I live in Lake Tahoe, where 2 to 3 foot snow falls are frequent. I used to use a plow, then came a Bobcat S250 high flow 2 speed, with an 84" Bobcat blower attachment, night and day. customers love it , able to charge a lot more,and very clean job. I started out just wanting something to clear my own driveway, 600 feet, with half at a 6% grade, took on some local jobs to help pay for the equipment, now have enough customers in two years to pay for equip. and supplement my real job as a firefighter. what a country. last season I cleaned a 50' driveway with 9 feet of snow, in about an hour.still use the plow for the little stuff, also added a back drag. :salute:


----------



## digit (Sep 15, 2005)

*Skid steer*

Skid steers work better than some people give them credit for and deffiently go faster than two miles per hour. I have a John Deere 260 /2- speed and i believe it goes like 13 or 14 Mph. and by the time you could turn a pickup around i would be back down to other end of lot. I have a 10 ft. box pusher on witch works good for cleaning in front of stores and drives between parking lots we push it out past the cars and then use payloader with 24 ft. box pusher to take to pile.
Does any one use any kind of special tires on there skid steers for winter?


----------



## Craftybigdog (Jul 24, 2002)

They show some tires in the back of the new snow magazine if I could find it!


----------



## digit (Sep 15, 2005)

Craftybigdog said:


> They show some tires in the back of the new snow magazine if I could find it!

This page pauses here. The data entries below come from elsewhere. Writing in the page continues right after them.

PR #3719, opened 2018-05-24
adding support for resolver jar override

### LINKED ISSUE #3692: Override repository resolver jar in InstallMap
support a parameter to override the repository resolver jar file location, instead of using the one defined in the manifest.

hermankailey:
fixes #3692

### DIFF
--- a/dev/com.ibm.ws.install.map/src/com/ibm/ws/install/map/InstallMap.java
+++ b/dev/com.ibm.ws.install.map/src/com/ibm/ws/install/map/InstallMap.java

 What snow magazine and how do I get it?


----------



## Big Dog D (Oct 1, 2005)

Craftybigdog said:


> They show some tires in the back of the new snow magazine if I could find it!


We have used tire chains on our three for years. They are great because you can use them even on turf type, baldys, solid what ever tire you run. The traction is second to none! The only thing you need to be cautious with is they can srcatch up the asphalt if you get somebody who doesn't think.


----------



## ProWorkz.com (Nov 29, 2004)

*tires*



> Does any one use any kind of special tires on there skid steers for winter?

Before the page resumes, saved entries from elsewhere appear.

Issue #3706, opened 2018-05-24
Issue a warning if compression is configured for Spring Boot applications


tjwatson:
Spring boot has the following settings which are related to compression support:

    server.compression.enabled
    server.compression.excluded-user-agents
    server.compression.mime-types
    server.compression.min-response-size

For now we will issue a warning if these settings are used.  A separate issue #3705 is open to investigate how to enable compression.

sebratton:
As described above there are many different configuration settings.  A warning message will only be issued if compression is actually enabled

tjwatson:
Fixed in master

Issue #2487, opened 2018-03-02
[spring boot feature] session configuration 


tjwatson:
Spring boot many settings for controlling session behavior:

server.session.cookie.comment
server.session.cookie.domain
server.session.cookie.http-only
server.session.cookie.max-age
server.session.cookie.name
server.session.cookie.path
server.session.cookie.secure
server.session.persistent
server.session.store-dir
server.session.timeout
server.session.tracking-modes

Need to investigate what these settings do and if they can be configured on liberty.

tjwatson:
For session support we will be only supporting the settings in server.xml for things like:

server.session.persistent
server.session.store-dir
server.session.timeout

This task should be used to issue a warning if these options are used by a spring boot application.

sebratton:
There are many session setting. For purposes or generating a warning, there will only be one issue if one or more of the following conditions are true:
-- isPersistentSession == true
-- getSessionTimeout != 30*60 (30 mins in seconds)

tjwatson:
This is fixed in master.

PR #3722, opened 2018-05-25
Warn on not supported config

sebratton:


sebratton:
#build

tjwatson:
Fixes #3706 and #2487

PR #5062, opened 2018-09-12
pull request to update trace in OidcClientHttpUtil

barbj:
#build


barbj:
Tested with local server in build to make sure trace output is what I expect.
Test errors in build are not related to my update.

PR #5065, opened 2018-09-12
Keep creation TTL for attributesCache on update

### LINKED ISSUE #5064: When updating the Ldap AttributesCache, retain creation time time to live (TTL) behavior
On Ldap requests, when the search cache (SearchResultsCache) is updated, the attributes cache (AttributesCache) is also updated. The VMM Cache implementation was incorrectly placing the attribute entries into the first tier of the cache, making it behave like a last access cache instead of creation time to live cache.

Depending the the timeout of the SearchResultsCache and the AttributesCache, this could cause a delay in when the AttributesCache evicts entries. Unexpected or stale values would remain in the cache when they should have been evicted at an earlier time. For example, if the SearchResultsCache is set to 3 minutes and the AttributesCache is set to 6 minutes, if a search request comes in at minute 4 (after the search entry evicts, but before the attribute entry), then the search will be inserted into the cache and the attribute entry will be reinserted into the cache, starting its creation time over at 6 minutes.

This fix will update the AttributesCache, but not alter the time it remains in the cache.

kristip17:
Fixes 5064

Create an update option on the Cache implementation for the Attributes and Search cache.
Call insert or update depending on whether the attributes value is new.
Add a unit and fat test.

### DIFF
--- a/dev/com.ibm.ws.security.wim.adapter.ldap/src/com/ibm/ws/security/wim/adapter/ldap/LdapConnection.java
+++ b/dev/com.ibm.ws.security.wim.adapter.ldap/src/com/ibm/ws/security/wim/adapter/ldap/LdapConnection.java
@@ -201,9 +201,9 @@ public class LdapConnection {
      * Returns a hash key for the name|filter|cons tuple used in the search
      * query-results cache.
      *
-     * @param name   The name of the object from which to retrieve attributes.
+     * @param name The name of the object from which to retrieve attributes.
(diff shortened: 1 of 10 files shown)


kristip17:
#build
#spawn.fullfat.bucket=com.ibm.ws.security.wim.adapter.ldap_fat

kristip17:
The two fat failures in my build seem to be existing problems. I verified that my new Fat and Unit test passed.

A standard skid steer tire ( less tread the better ) with a good set of 2 link chains will work great. We only chain up the rear tires and have no issues with traction on our CAT skid steers.


----------



## Craftybigdog (Jul 24, 2002)

Go to snowmagazineonline.com !


----------



## digit (Sep 15, 2005)

If you have chains only on rear tires will this help from marking pavement?
About the chains as you can tell I am clueless. Special type? Where do you get them ? are they hard to put on take off or leave them on no matter what depth snow your pushing.


----------



## Big Dog D (Oct 1, 2005)

We run them on the rears only. If you have sombody doing donuts with em it will make some small knicks in the pavement. We have never had anybody complain but I wouldn't use them if the customer if they are very fussy, bordering on anal retentive about their lots.

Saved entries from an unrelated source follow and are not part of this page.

PR #5066, opened 2018-09-12
Capture global shared library contents in CLS dump introspector

andymc12:
Adding new diagnostics that will print the contents of the global shared library (if any) to the ClassLoadingService dump introspector.  This should help identify when the GSL is enabled - and help determine what files are there.


andymc12:
#build

andymc12:
Previous build failed due to unrelated changes that were merged as part of `ClassLoadingServiceImpl` - since those changes were reverted, I've re-merged to not include those changes.  New #build

PR #5067, opened 2018-09-13
Update old DSA signed certs to use RSA algorithm

aguibert:
This updates all default keystores in the repo with the password "Liberty" and a self-signed DSA certificate to keystores with the same pass and a RSA signed certificate.

To do this update I took a checksum of all *.jks files and updated keystores with a checksum that evaluated to` fd38df41e1a106508c96f5aceee3a00d`, which is the checksum for a self-signed DSA certificate with the password "Liberty"


aguibert:
#build

PR #5068, opened 2018-09-13
Issue #5011: Avoid Loading CORBA classes if remote EJB is not enabled

### LINKED ISSUE #5011: Avoid classloading CORBA APIs in the EJB Container
The ejbcontainer.cdi_fat and com.ibm.ws.ejbcontainer.cdi_ee6_fat buckets are failing on Java 11 because the CORBA APIs are not exposed to the application classloader.  The EJB container needs to be updated to avoid classloading the APIs since they are not actually used in this path.

tkburroughs:
There is no need to generate and/or load the Tie classes for remote
EJB interfaces if the ejbRemote feature is not enabled. This is
important for Java 11, which doesn't provide the CORBA classes
used by the Ties.

The remote wrappers are still generated/loaded to allow an appropriate
error message if an attempt is made to use them when the ejbRemote
feature is not enabled.

fixes #5011


tkburroughs:
#build

tkburroughs:
The failures in the build do not appear to be related to this change; however one of the failures is a classloading failure in an EJB related bucket, so running another build.

#build

PR #5097, opened 2018-09-14
Add jaxb and activation apis to rest client tck fats

alexsm82:
Add the jaxb and activation APIs to the rest client TCK FATs so they can run on Java 9+.


alexsm82:
#build

PR #5098, opened 2018-09-14
Update Saaj config policy

alexsm82:
Fix from the code review comment in #5041 - update the SAAJ config policy to ignore.


alexsm82:
#build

I would suggest looking here (www.kenjones.com - if you call ask for Steve) to purchase them. We have had the most sucess with the heavy-duty roller grip chains. The roller grip type allows you to change the cross chains while they are still mounted to the tire w/o tools.

They are simple to put on, no tools or jack required. We leave them on all winter. They will amaze you at the traction they provide!


----------



## ProWorkz.com (Nov 29, 2004)

*video*

Here is a 24 second video clip of one of my CAT 226B units. I was doing cleanup after a 4 foot storm. This blower and skid steer is standard flow. I will post a bunch of videos this winter....

Erskine Blower

Dave


----------



## MnM (Sep 23, 2005)

how does the blower work on lets say 4 inches of snow on a driveway? And how much did everyone pay for theirs. I will be hooking it to a Bobcat 753


----------



## ProWorkz.com (Nov 29, 2004)

*blower*

M n M my blowers ranged from $4500.00 to $4900.00. All my blowers are Erskine. They work excellent in 4" of snow. I can handle 18" of snow with no problem.


----------



## timm9 (Dec 19, 2001)

Dave,

Nice Video... It looks like you are around the corner from my house! I have a real nice digital that does stills and Vids. I will try and remember to put it in the Toolcat this winter.


----------



## drmiller100 (Jan 26, 2005)

i ran a 644 loader last year for a subdivision. we'd make 180 foot passes with a 12 foot box. a skid steer would have been a joke for that job.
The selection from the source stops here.